Feature creation is a pertinent step which allows developers to choose the features used in the model. In the `create_training_sheet.py` script, the `parse_column_headers` method allows developers to choose features they believe will be useful to enter into the model.


#### Header Dictionary
A header dictionary is a spreadsheet with the fields taken from DICOM images or created in the `generate_dicom_dataframe` method. From these fields, you can select whether to keep them or remove them from the training file. You can choose the action for the header by changing the corresponding action, the actions available are "drop", "keep", "one_hot_encode_from_array", and "one_hot_encode_from_str_col". Arrays with string values should be one hot encoded as well as columns with only string values. To edit the header dictionary, the `training_config.py` file should be modified.


In [9]:
from training_config import *

# show the first 10 rows of the header dataframe
print(header_df.head(10).to_markdown())

|    | header_name                    | action                        |
|---:|:-------------------------------|:------------------------------|
|  0 | EchoTime                       | drop                          |
|  1 | FlipAngle                      | drop                          |
|  2 | PixelBandwidth                 | drop                          |
|  3 | PixelSpacing                   | drop                          |
|  4 | Image Type                     | one_hot_encoding_from_array   |
|  5 | Manufacturer                   | one_hot_encoding_from_str_col |
|  6 | Diffusion b-value              | drop                          |
|  7 | Diffusion Gradient Orientation | drop                          |
|  8 | Diffusionb-value               | keep                          |
|  9 | Diffusionb-valueMax            | keep                          |


#### Running the Script

In order to utilize the `create_training_sheet.py` script, the header dataframe is needed. The script will then parse the header dictionary and create a training file with the selected features from the dataframe.

In [12]:
from create_training_sheet import parse_column_headers
from training_config import *

# create the training file
training_data_frame: pd.DataFrame = parse_column_headers(header_dataframe=header_df, 
                                                         input_file=slimmed_data_frame,
                                                         save_to_excel=False)

# show training file
print(training_data_frame.shape)

# for the first row, show columns 1-5
print(training_data_frame.iloc[0:1, 1:5].to_markdown())

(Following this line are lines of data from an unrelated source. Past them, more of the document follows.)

PR #121, opened 2019-04-04
Add How BTCPay works video to docker readme

pavlenex:
Not sure if the position is appropriate, feel free to re-position if there's a better place.


NicolasDorier:
argh, it does not look like a clickable video

pavlenex:
@NicolasDorier good point, changed the thumbnail of the video to make the template more consistent with videos we have. Should be more obvious now.

PR #123, opened 2019-04-08
Introduce Exclude Fragments option

Kukks:
Allows you to exclude any fragments that get added. 
Good use case: do not deploy litecoin lightning node when using btc lightning

Should also help users with advanced customization scenarios


btcpay-setup.sh
```diff
@@ -66,6 +66,7 @@ Environment variables:
 Add-on specific variables:
     LIBREPATRON_HOST: If libre patron is activated with opt-add-librepatron, the hostname of your libre patron website (eg. librepatron.example.com)
     WOOCOMMERCE_HOST: If woocommerce is activated with opt-add-woocommerce, the hostname of your woocommerce website (eg. store.example.com)
+	BTCPAYGEN_EXCLUDE_FRAGMENTS:  Semicolon-separated list of fragments you want to forcefully exclude(eg. litecoin-clightning)
```
NicolasDorier: space not tab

# show the 25th to 30th column
print(training_data_frame.iloc[0:1, 25:30].to_markdown())


KeyError: Diffusionb-valueMax
(13, 47)
|    |   Image Type_ORIGINAL |   Image Type_PRIMARY |   Image Type_M |   Image Type_NORM |
|---:|----------------------:|---------------------:|---------------:|------------------:|
|  0 |                     1 |                    1 |              1 |                 1 |
|    |   Pixel Bandwidth |   Repetition Time |      SAR |   Scanning Sequence_UnknownScanningSequence |   Sequence Variant_UnknownSequenceVariant |
|---:|------------------:|------------------:|---------:|--------------------------------------------:|------------------------------------------:|
|  0 |               190 |              4000 | 0.499263 |                                           1 |                                         1 |


## Labeling the Data

**! The developers are responsible to label their new data !**

Labeling can be done on the original data sheet or with another sheet. 

If labeling is done in another sheet, the files can be merged using the `merge_labels_and_training_data` method in the utilities file. The method will merge the label file and the training file on the *FileName* header. 

## Training the Model

Once the data is prepared, the next step is to train the model. The `modality_classifier_training.py` script is used to train the model. The script provides many methods for easy training of the model, inference, k-fold validation and model tuning.